▸ **What you should do**: Your task is to restate the data word for word.

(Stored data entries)
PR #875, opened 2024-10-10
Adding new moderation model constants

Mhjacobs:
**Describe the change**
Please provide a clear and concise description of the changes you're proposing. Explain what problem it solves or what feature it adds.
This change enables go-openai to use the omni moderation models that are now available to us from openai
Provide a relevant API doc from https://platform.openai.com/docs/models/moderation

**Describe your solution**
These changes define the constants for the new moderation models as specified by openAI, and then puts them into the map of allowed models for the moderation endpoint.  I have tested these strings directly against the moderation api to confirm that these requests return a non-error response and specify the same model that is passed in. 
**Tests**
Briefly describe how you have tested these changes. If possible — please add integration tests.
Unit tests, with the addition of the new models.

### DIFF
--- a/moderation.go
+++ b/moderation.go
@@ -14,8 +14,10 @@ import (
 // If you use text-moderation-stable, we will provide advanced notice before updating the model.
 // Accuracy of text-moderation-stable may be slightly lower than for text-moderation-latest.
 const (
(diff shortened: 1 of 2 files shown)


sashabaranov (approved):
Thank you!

▸ **Written response**:
PR #875, opened 2024-10-10
Adding new moderation model constants

Mhjacobs:
**Describe the change**
Please provide a clear and concise description of the changes you're proposing. Explain what problem it solves or what feature it adds.
This change enables go-openai to use the omni moderation models that are now available to us from openai
Provide a relevant API doc from https://platform.openai.com/docs/models/moderation

**Describe your solution**
These changes define the constants for the new moderation models as specified by openAI, and then puts them into the map of allowed models for the moderation endpoint.  I have tested these strings directly against the moderation api to confirm that these requests return a non-error response and specify the same model that is passed in. 
**Tests**
Briefly describe how you have tested these changes. If possible — please add integration tests.
Unit tests, with the addition of the new models.

### DIFF
--- a/moderation.go
+++ b/moderation.go
@@ -14,8 +14,10 @@ import (
 // If you use text-moderation-stable, we will provide advanced notice before updating the model.
 // Accuracy of text-moderation-stable may be slightly lower than for text-moderation-latest.
 const (
(diff shortened: 1 of 2 files shown)


sashabaranov (approved):
Thank you!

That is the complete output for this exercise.